Bab 8- Black Shadow

2.4K 298 57
                                    


"Lo sudah denger belom?"

"Denger apaan?"

"Kak Krisna meninggal!"

Langkahku tercekat mendengar pembicaraan dua orang di dekatku. Aku baru saja bisa kembali ke sekolah setelah memohon-mohon pada dokter untuk mempercepat jadwal kepulanganku. Dan... Krisna mati?! Candaan macam apa ini?
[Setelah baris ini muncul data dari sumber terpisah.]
PR #440, opened 2021-12-01
Minor: Improve performance of uploading files in standard mode and other small fixes

kgevorkyan:
### What's done:
* Improve performance of uploading files in standard mode and other minor fixes

### DIFF
--- a/save-orchestrator/src/main/kotlin/org/cqfn/save/orchestrator/LinuxUtils.kt
+++ b/save-orchestrator/src/main/kotlin/org/cqfn/save/orchestrator/LinuxUtils.kt
@@ -37,7 +37,7 @@ fun getHostIp(hostname: String): String? {
  */
 fun copyRecursivelyWithAttributes(sourceDir: File, targetDir: File) {
     if (!sourceDir.exists()) {
-        throw FileNotFoundException("Source directory doesn't exists!")
+        throw FileNotFoundException("Source directory $sourceDir doesn't exist!")
     }
     sourceDir.walkTopDown().forEach { source ->
         val target = targetDir.resolve(source.relativeTo(sourceDir)).canonicalFile
--- a/save-orchestrator/src/main/kotlin/org/cqfn/save/orchestrator/LinuxUtils.kt
+++ b/save-orchestrator/src/main/kotlin/org/cqfn/save/orchestrator/LinuxUtils.kt
@@ -5,6 +5,7 @@
 package org.cqfn.save.orchestrator
 
 import java.io.File
+import java.io.FileNotFoundException
 import java.nio.file.Files
 import java.nio.file.StandardCopyOption
 
@@ -32,8 +33,12 @@ fun getHostIp(hostname: String): String? {
  *
  * @param sourceDir source directory
  * @param targetDir target directory
+ * @throws FileNotFoundException if source dir doesn't exists
  */
 fun copyRecursivelyWithAttributes(sourceDir: File, targetDir: File) {
+    if (!sourceDir.exists()) {
+        throw FileNotFoundException("Source directory doesn't exists!")
+    }
     sourceDir.walkTopDown().forEach { source ->
         val target = targetDir.resolve(source.relativeTo(sourceDir)).canonicalFile
         if (source.isDirectory) {
--- a/save-orchestrator/src/main/kotlin/org/cqfn/save/orchestrator/service/DockerService.kt
+++ b/save-orchestrator/src/main/kotlin/org/cqfn/save/orchestrator/service/DockerService.kt
@@ -23,6 +23,7 @@ import org.springframework.beans.factory.annotation.Qualifier
 import org.springframework.core.io.ClassPathResource
 import org.springframework.http.MediaType
 import org.springframework.stereotype.Service
+import org.springframework.util.FileSystemUtils
 import org.springframework.web.reactive.function.BodyInserters
 import org.springframework.web.reactive.function.client.WebClient
 import org.springframework.web.reactive.function.client.bodyToMono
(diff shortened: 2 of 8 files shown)


save-orchestrator/src/main/kotlin/org/cqfn/save/orchestrator/service/DockerService.kt
```diff
@@ -313,8 +313,10 @@ class DockerService(private val configProperties: ConfigProperties) {
                     .resolve(it.testRootPath)
                 )
             val currentSuiteDestination = destination.resolve("$PREFIX_FOR_SUITES_LOCATION_IN_STANDARD_MODE${it.testSuiteRepoUrl.hashCode()}_${it.testRootPath.hashCode()}")
-            log.info("Copying suite ${it.name} from $standardTestSuiteAbsolutePath into $currentSuiteDestination/...")
-            copyRecursivelyWithAttributes(standardTestSuiteAbsolutePath, currentSuiteDestination)
+            if (!currentSuiteDestination.exists()) {
```
kgevorkyan, line 316: Previously for test suites from one standard repository and with similar testRootPath we overwrite data any time, but 
at first it were extra actions (however for now our standard repos not really large, so it was not critical)
at second, damn `Files.copy` even with replace existing flag raise exceptions if it will try copy into not empty dir


[REPLACE_EXISTING – Performs the copy even when the target file already exists. If the target is a symbolic link, the link itself is copied (and not the target of the link). If the target is a non-empty directory, the copy fails with the DirectoryNotEmptyException exception.](https://www.codejava.net/java-se/file-io/java-nio-copy-file-or-directory-examples)

save-preprocessor/src/main/kotlin/org/cqfn/save/preprocessor/controllers/DownloadProjectController.kt
```diff
@@ -138,14 +139,15 @@ class DownloadProjectController(private val configProperties: ConfigProperties,
...
+    @OptIn(ExperimentalFileSystem::class)
     @PostMapping(value = ["/uploadBin"], consumes = ["multipart/form-data"])
     fun uploadBin(
         @RequestPart executionRequestForStandardSuites: ExecutionRequestForStandardSuites,
         @RequestPart("file", required = true) files: Flux<FilePart>,
         @RequestPart("fileInfo", required = true) fileInfos: Flux<FileInfo>,
     ) = Mono.just(ResponseEntity("Clone pending", HttpStatus.ACCEPTED))
         .doOnSuccess { _ ->
-            files.zipWith(fileInfos).download(File("."))
+            files.zipWith(fileInfos).download(File(FileSystem.SYSTEM_TEMPORARY_DIRECTORY.toString()))
```
kgevorkyan, line 150: Performance improvements

save-orchestrator/src/main/kotlin/org/cqfn/save/orchestrator/LinuxUtils.kt
```diff
@@ -32,8 +33,12 @@ fun getHostIp(hostname: String): String? {
  *
  * @param sourceDir source directory
  * @param targetDir target directory
+ * @throws FileNotFoundException if source dir doesn't exists
  */
 fun copyRecursivelyWithAttributes(sourceDir: File, targetDir: File) {
+    if (!sourceDir.exists()) {
+        throw FileNotFoundException("Source directory doesn't exists!")
```
petertrr, line 40:
```suggestion
        throw FileNotFoundException("Source directory $sourceDir doesn't exist")
```

save-orchestrator/src/main/kotlin/org/cqfn/save/orchestrator/service/DockerService.kt
kgevorkyan: Yes, I think in some way, it was the lazy solution (if some files weren't removed before new execution, by this overwrite we were be able to not care about it). However, for these reasons it's better to use some manual deletion, which I added in the latest commit

I've tested git and standard modes with reruns, also I tested different executions, which used the same directories in docker image (because of the same initial data, provided from frontend), and all worked fine without any clashes

save-orchestrator/src/main/kotlin/org/cqfn/save/orchestrator/LinuxUtils.kt
kgevorkyan: Fixed

save-orchestrator/src/main/kotlin/org/cqfn/save/orchestrator/service/DockerService.kt
kgevorkyan: > `so we won't always have !exists() == true here?`

Despite the fact, that I didn't met it before review commit too, now it shouldn't happened for sure

petertrr: Ok, great

save-orchestrator/src/main/kotlin/org/cqfn/save/orchestrator/service/DockerService.kt
```diff
@@ -302,8 +302,9 @@ class DockerService(private val configProperties: ConfigProperties) {
             .block()!!
     }?.map { it.toDto() } ?: emptyList()
 
-    @Suppress("UnsafeCallOnNullableType")
+    @Suppress("UnsafeCallOnNullableType", "TOO_MANY_LINES_IN_LAMBDA")
     private fun copyTestSuitesToResourcesPath(testSuitesForDocker: List<TestSuiteDto>, destination: File) {
+        destination.deleteRecursively()
```
petertrr, line 307: I suggest to use something like spring's `FileSystemUtils.deleteRecursively`, because it uses NIO under the hood

kgevorkyan: Changed

petertrr (approved):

Aku menghampiri dua orang tadi. "Krisna meninggal? Serius?" tanyaku masih dengan suara yang agak serak. Salah satunya mengangguk cepat.

"Serius. Dia ditemuin di ruang band, Kak. Kakak tahu? Dia gantung diri. Gila! Banyak banget yang ke sana, Kak," ujarnya. "Padahal sekolah kita sudah nakutin gara-gara Kak Ema, Kak Misa, sama Kak Robert. Ini malah Kak Krisna meninggal. Aduh sekolah ini kok nakutin," tambahnya sedikit bergidik.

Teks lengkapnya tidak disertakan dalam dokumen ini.